Jia Liu perguntou a Yang Zhi com toda a seriedade; além desse fiel e honesto servo, não havia uma única alma neste mundo que pudesse arrancar-lhe uma palavra verdadeira.
Nem mesmo seu pai, Jia Daquan.
Na antiga sociedade, o aspecto físico era um critério fundamental para os que aspiravam ao cargo oficial; pessoas de feições desfavoráveis, por mais eruditas que fossem, raramente conseguiam ascender aos altos postos, muito menos almejar o trono supremo.
Bastava folhear os anais da história para encontrar vários exemplos de eruditos que perderam o título de campeão imperial devido à aparência.
O fundador da dinastia anterior, Zhu Yuanzhang, só pôde trilhar o passo crucial de sua vida graças à sua presença elegante, que conquistou a jovem imperatriz Ma; sem isso, teria ele realizado a façanha incomparável de “expulsar os tártaros, restaurar a China, estabelecer normas e salvar o povo”?
Li Zicheng, se não tivesse perdido um olho, privando-se do “aspecto de líder”, talvez não tivesse sucumbido tão rapidamente.

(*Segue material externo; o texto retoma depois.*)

PR #3475, opened 2024-09-28
Fix: json formatting for hex values

amiremohamadi:
hex values are not supported in json format, so they should be output as a string when json formatting is selected.

```sh
$ bpftrace -q -f json -e 'BEGIN { @=(int16*) 0x32; exit(); }' | jq .
```

##### Checklist

### DIFF
--- a/src/output.cpp
+++ b/src/output.cpp
@@ -414,12 +414,6 @@ std::string Output::value_to_str(BPFtrace &bpftrace,
     case Type::strerror: {
       return strerror(read_data<uint64_t>(value.data()));
     }
-    case Type::pointer:
-    case Type::reference: {
-      std::ostringstream res;
-      res << "0x" << std::hex << read_data<uint64_t>(value.data());
-      return res.str();
-    }
     case Type::none: {
       return "";
     }
@@ -428,6 +422,8 @@ std::string Output::value_to_str(BPFtrace &bpftrace,
     case Type::lhist:
     case Type::stack_mode:
     case Type::stats:
+    case Type::pointer:
+    case Type::reference:
     case Type::timestamp_mode: {
       LOG(BUG) << "Invalid value type: " << type;
     }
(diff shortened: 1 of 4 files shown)


jordalgo (approved):
LGTM. Thanks for the fix!

viktormalik (changes requested):
Wouldn't it be better to use a decimal number instead of a hex string? JSON output is mainly used for machine processing and this way, we're forcing users to add additional string parsing into the pipeline.

Blocking the PR until we resolve this.

jordalgo:
> Wouldn't it be better to use a decimal number instead of a hex string? JSON output is mainly used for machine processing and this way, we're forcing users to add additional string parsing into the pipeline.

Yeah, perhaps this is the better way to go. Though if people want hex, you're adding an additional step into their processing pipeline as well. I don't feel strongly either way.

viktormalik:
> > Wouldn't it be better to use a decimal number instead of a hex string? JSON output is mainly used for machine processing and this way, we're forcing users to add additional string parsing into the pipeline.
> 
> Yeah, perhaps this is the better way to go. Though if people want hex, you're adding an additional step into their processing pipeline as well. I don't feel strongly either way.

The step is always there unless people want hex strings which doesn't seem like something people usually want (at least I don't see a point in having an "address string" as a value of a pointer unless you want to print it straight away).

viktormalik (approved):

amiremohamadi:
actually switching to a decimal number instead of a hex string makes sense to me — as @viktormalik mentioned JSON is mainly used for machine processing.

I've made some updates, could you please take another look please?

@viktormalik 
@jordalgo

src/output.cpp
```diff
@@ -1112,8 +1112,18 @@ std::string JsonOutput::value_to_str(BPFtrace &bpftrace,
                                      uint32_t div,
                                      bool is_map_key) const
 {
-  auto str = Output::value_to_str(
-      bpftrace, type, value, is_per_cpu, div, is_map_key);
+  std::string str;
+
+  switch (type.GetTy()) {
```
jordalgo, line 1117: this is super nitpicky so I won't block but I think perhaps moving the pointer and reference printing out of the base Output class `value_to_str` and putting them (like you have it here) in `TextOutput::value_to_str` so it's clear that there is a difference in the output type.

src/output.cpp
```diff
@@ -431,8 +425,10 @@ std::string Output::value_to_str(BPFtrace &bpftrace,
     case Type::timestamp_mode: {
```
jordalgo, line 425: Looking good overall! One last small thing. Can you add `case Type::pointer` and `case Type::reference` right above `timestamp_mode` so the switch is exhaustive and will log a bug if anything tries to call `value_to_str` with these two types on the base class?

jordalgo (approved):
Thanks for the fix!

PR #4170, opened 2025-05-21
types: drop `is_internal`

amscanne:
types: drop `is_internal`

This can use the address space, which seems to be mostly a no-op
replacement. The only exception is that some codegen tests now have
an extra `probe_read` in certain places. But this appears to be the
intended behavior, according to the semantic analyzer, which
intentionally neuters the addrspace for any pointers:

```
  // BPF verifier cannot track BTF information for double pointers so we
  // cannot propagate is_btftype for arrays of pointers and we need to reset
  // it on the array type as well. Indexing a pointer as an array also can't
  // be verified, so the same applies there.
```

This change brings the test inline with the code and documented
behavior, and we can subsequently remove this hack if BTF does allow us
to track the type effectively.


ajor:
Re the "BPF verifier cannot track BTF information for double pointers" comment - it looks like that was originally talking about `is_btftype` and not `is_internal`. This only got changed in #3996 - I couldn't work out how to link to a specific line of a PR, so here's a screenshot instead:

image

What was the reason this was changed in that PR? If we don't override the addr space here can we get rid of those extra probe read calls?

amscanne:
This will be removed in #4891.

PR #4171, opened 2025-05-21
types: drop `is_btftype`

amscanne:
types: drop `is_btftype`

This can also be replaced by the `AddrSpace::bpf` marker.


amscanne:
This was removed in #4285.

Issue #4162, opened 2025-05-20
SEGV When an error is encountered during probe listing


ajor:
Repro on lastest master:
```
# bpftrace -l 'fentry:'
Segmentation fault
```

From a quick debugging session, I think this is caused by some lifetime problems with `ASTContext`.

In `buildListProgram`, a local `ASTContext` is created and `make_node` is called on it. The newly created nodes will store a reference to this local `ASTContext` variable. When the function returns, this local variable's address is no longer valid, and `node.ctx_` will point to this invalid address:
https://github.com/bpftrace/bpftrace/blob/5b075d2a8a32bdcc2420a74c40cbdddcd2a1cdaf/src/main.cpp#L662-L663

ajor:
cc @amscanne as this seems to have originated in the series of patches #3855 & #3991

jordalgo:
Yup, I noticed this too and just forgot to make an issue 👎

amscanne:
Whoops, let me kick up a fix.

PR #4172, opened 2025-05-21
test: fix regression test for #4162

amscanne:
Update test for #4162 and ensure description is accurate.


jordalgo:
@amscanne Making commits from the github UI? DCO failing :)

jordalgo:
Also the regression test is failing lol. I think it needs to be 'fentry:*'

He Shen, não fosse sua beleza exuberante, dificilmente teria chamado a atenção de Qianlong, subindo rapidamente ao posto de ministro ainda jovem.
Portanto, o aspecto físico é um mistério; melhor crer que existe do que negar sua influência.
Assim, Jia Liu precisava primeiro confirmar se seu próprio semblante era digno de grande fortuna e poder, ou se era mesmo extraordinariamente auspicioso.
O espelho não podia responder-lhe; tampouco podia perguntar a outros, restando apenas o honesto Yang Zhi para lhe dar a resposta.
Entretanto, ao ver o jovem senhor virar-se lentamente e fixar-lhe o olhar, Yang Zhi sentiu um arrepio percorrer-lhe o couro cabeludo.
Segundo os mais velhos, tudo neste mundo tem seu método próprio de cultivo espiritual; quando atingem certo grau, podem assumir a forma humana. Alguns conseguem fazê-lo diretamente, como as raposas espirituais que escavam túmulos e modelam-se conforme os ossos dos mortos. Outros, contudo, precisam “pedir selamento” aos humanos, como as doninhas.
Como a doninha pede selamento?
Ela se aproxima das pessoas, imita comportamentos estranhos, anda como gente, fala como gente, ou faz perguntas absurdas – tudo sem sentido.
Se conseguir o selamento, completa seu cultivo e, posteriormente, retribui a pessoa. Se falhar, perde seu progresso e, mais tarde, vinga-se de quem atrapalhou seu caminho.
O jovem senhor vinha apresentando mudanças drásticas de comportamento – lia livros, escrevia peças, prometia filialidade ao pai, empenhava-se para conquistar um cargo; tudo isso fazia Yang Zhi suspeitar se o moço fora possuído ou enfeitiçado.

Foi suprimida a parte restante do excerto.